Visa U.S.A. is shifting higher-volume merchants across all channels into a more rigorous compliance validation category for the Payment Card Industry Data Security Standard, the association announced today.
Under the PCI standard, developed jointly by Visa and MasterCard, retailers must validate that they are in compliance with strict measures to protect customers’ confidential data. Retailers with higher annual volumes are subject to more rigorous validation requirements. For example, Level 4 merchants-those with the lowest transaction volume-must perform annual self assessments while Level 1 merchants-those with the highest transaction volume-must perform annual onsite audits and quarterly scans.
“Protecting the environment is critical to ensuring the future growth of electronic payments,” said Mike E. Smith, senior vice president, enterprise risk and compliance. “Extending more rigorous validation requirements to additional merchants better reflects the security risks present in the marketplace.”
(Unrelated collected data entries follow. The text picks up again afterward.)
PR #10, opened 2017-04-26
Introduce queue-length metric

Scooletz:
Connects to https://github.com/Particular/LaunchWave.DevOpsAdvancedMonitoring/issues/66

This PR introduces the queue-length metric with following steps:
- a new extension point is provided for metrics that are reported via http. It's called `IEndpointDataProvider` 
- every `IEndpointDataProvider` is reported under its own JProperty (see below)
- `RawDataProvider` is now `IEndpointDataProvider`
- queue-length is built on the basis of messages sent by `NServiceBus.Metrics` reporting sequence numbers for a specified session for a specified queue
- queue-length is reported alongside to the raw metrics as it's grouped by queue (which effectively determines the endpoint)

Schema for http report accessible under `/metrics/raw`:

```json
{
  "NServiceBus.Endpoints" : {
    "Endpoint1" : {
      "Raw" : {},
      "QueueLength" : 100
    },
    "Endpoint2" : {
      "Raw" : {},
      "QueueLength" : 2300
    }
  }
}
```


Scooletz:
Ping @SzymonPobiega @seanfarmar for a review of the new approach for reporting metrics.

SzymonPobiega:
LGMT so far. @Scooletz let me know when you want it merged.

Scooletz:
As soon as I got the metric implemented. Should be today. I'll ping you again.

Scooletz:
I've update this PR with the receive part. Currently, the test is failing as it looks like another session is somehow generated. Working on it.

src/ServiceControl.Monitoring/QueueLength/QueueLengthCalculator.cs
```diff
@@ -0,0 +1,101 @@
...
+            var receives = gauges.Where(c => c.Value<string>("Name").StartsWith("QueueLengthReceive_"));
+            UpdateReceives(receives, endpoint);
+        }
+
+        void UpdateSends(IEnumerable<JToken> sends)
+        {
+            foreach (var send in sends)
+            {
+                var name = send.Value<string>("Name");
+                var sessionId = Guid.Parse(name.Substring(name.LastIndexOf("_") + 1));
```
SzymonPobiega: Can sessionID be a tag on the metric instead of being part of the name?

Scooletz: I'd say, let's stick to the semantics of tags: https://github.com/etishor/Metrics.NET/wiki/Grouping-&-Organizing-Metrics#tags and put the "QueueLengthSend" or "Receive" in there, keeping the session id in the name of the counter/gauge.

SzymonPobiega: How about the destination or message type? Would that be part of the name or also a tag?

src/ServiceControl.Monitoring.AcceptanceTests/Tests/Endpoint_using_metrics_provider.cs
```diff
@@ -16,39 +16,74 @@
...
+                            }
+                        }
                     }
                 }
             };
 
             Assert.AreEqual(expected.ToString(Formatting.None), context.CrawlResult);
         }
 
+        //[Test]
```
Scooletz: Why is this test commented?

src/ServiceControl.Monitoring.Tests/QueueLength/CalculatorTests.cs
```diff
@@ -0,0 +1,80 @@
+namespace ServiceControl.Monitoring.Tests.QueueLength
+{
+    using Monitoring.QueueLength;
+    using NUnit.Framework;
+
+    public class CalculatorTests
+    {
+        [Test]
+        public void When_only_receiver_reports_Count_should_be_zero()
```
Scooletz: A nice approach with extracting the calculator

src/ServiceControl.Monitoring.Tests/QueueLength/QueueLengthDataConsumerTests.cs
```diff
@@ -0,0 +1,144 @@
...
+    using System.Collections.Generic;
+    using Monitoring.QueueLength;
+    using Newtonsoft.Json.Linq;
+    using NUnit.Framework;
+
+    [TestFixture]
+    public class QueueLengthDataConsumerTests
+    {
+        [Test]
+        public void It_extracts_sent_sequence()
```
Scooletz: Why to we put JSON in here instead of serializing data using `Metrics` API? To ensure compatibility when the package is updated? IMO this test is fragile.

src/ServiceControl.Monitoring/QueueLength/QueueLengthCalculator.cs
```diff
@@ -0,0 +1,55 @@
...
+    using System;
+    using System.Collections.Concurrent;
+    using System.Collections.Generic;
+
+    class QueueLengthCalculator : IQueueLengthCalculator
+    {
+        public void UpdateReceivedSequence(string key, long value, string queue)
+        {
+            receivedSequences.AddOrUpdate(key, _ => value, (_, prev) => Math.Max(prev, value));
+            sessionKeyToQueueMapping.AddOrUpdate(key, queue, (_, __) => queue);
```
Scooletz: `.GetOrAdd` is cheaper and aquires no lock for existing values.

src/ServiceControl.Monitoring/QueueLength/QueueLengthCalculator.cs
```diff
@@ -0,0 +1,55 @@
...
+        {
+            var queueLengths = new Dictionary<string, long>();
+
+            foreach (var kvp in sessionKeyToQueueMapping)
+            {
+                var queueName = kvp.Value;
+
+                if (!queueLengths.ContainsKey(queueName))
+                {
+                    queueLengths[queueName] = 0;
```
Scooletz: extract `queueLengths[queueName]` to a variable, if possible?

src/ServiceControl.Monitoring/QueueLength/TagExtensions.cs
```diff
@@ -0,0 +1,27 @@
...
+        {
+            throw new Exception($"Tag {key} not found.");
+        }
+        return result;
+    }
+
+    public static bool TryGetTagValue(this IEnumerable<string> tags, string key, out string value)
+    {
+        value = tags
+            .Where(t => t.StartsWith($"{key}:", StringComparison.OrdinalIgnoreCase))
```
Scooletz: extract interpolation to a variable

Scooletz: Should we consider writing functions for all the key values? Like

`TryGetTypeTagValue` and have strings consts?

src/ServiceControl.Monitoring/ServiceControl.Monitoring.csproj
```diff
@@ -12,11 +12,26 @@
     <AppDesignerFolder>Properties</AppDesignerFolder>
     <RootNamespace>ServiceControl.Monitoring</RootNamespace>
     <AssemblyName>ServiceControl.Monitoring</AssemblyName>
-    <TargetFrameworkVersion>v4.5.2</TargetFrameworkVersion>
+    <TargetFrameworkVersion>v4.6.2</TargetFrameworkVersion>
```
Scooletz: Why do we target `4.6.2`?

src/ServiceControl.Monitoring.Tests/QueueLength/QueueLengthDataConsumerTests.cs
SzymonPobiega: Because we said we want to defer the dependency on Metrics here as long as we can. This json is the wire format we accept. Plus it would be quite cumbersome to get that json via metrics and it would not be evident what values are there.

Scooletz: `This json is the wire format we accept.` agreed.

src/ServiceControl.Monitoring/QueueLength/QueueLengthCalculator.cs
SzymonPobiega: I've refactored it a bit. Take a look (after I push;-)

src/ServiceControl.Monitoring/QueueLength/TagExtensions.cs
SzymonPobiega: Nah, I don't think it is worth the effort.

src/ServiceControl.Monitoring/ServiceControl.Monitoring.csproj
SzymonPobiega: What should we target? ;-)

timbussmann: core currently targets 4.5.2 and will move to 4.6.1 or higher with the next major.

SzymonPobiega:
@Scooletz I fixed the acceptance tests.

src/ServiceControl.Monitoring/ServiceControl.Monitoring.csproj
SzymonPobiega: Well, this is a stand-alone service so I guess we can chose whatever we want. What value makes sense these days?

timbussmann: depends on whether you need to use some of the 4.6.x changes or not. Otherwise it would be more appropriate to use 4.5.2 as the core so you won't force users to upgrade just because they want to use this plugin?

SzymonPobiega: It is not a plugin. It is a service, similar to SC.

gbiellem: If this targets anything higher that 4.5.2 then we need to update the PI and the MSI for ServiceControl.  The PI installs 4.5.2 if it is not present and the SC MSI install has checks in it to determine whether the required framework is there

SzymonPobiega:
@timbussmann @Scooletz I switched back to 452.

The most significant change in the validation categories involves the Level 2 merchant category, which previously applied to merchants processing between 150,000 and 6 million e-commerce transactions per year. That level now has been broadened to include any merchant processing between 1 million and 6 million transactions annually, regardless of the channel.
Visa estimates that less than 1,000 Level 4 merchants will move into the Level 2 category, while an equal number of Level 2 merchants will move to Level 3.
While none of the validation requirements has changed, merchants moving into a new validation level will be responsible for complying with that category’s validation requirements, Visa said.
Information on the changes is available at www.visa.com/cisp.
PCI compliance is required of all merchants and other entities that store, transmit or process cardholder data. Retailers that fail to comply are subject to fines.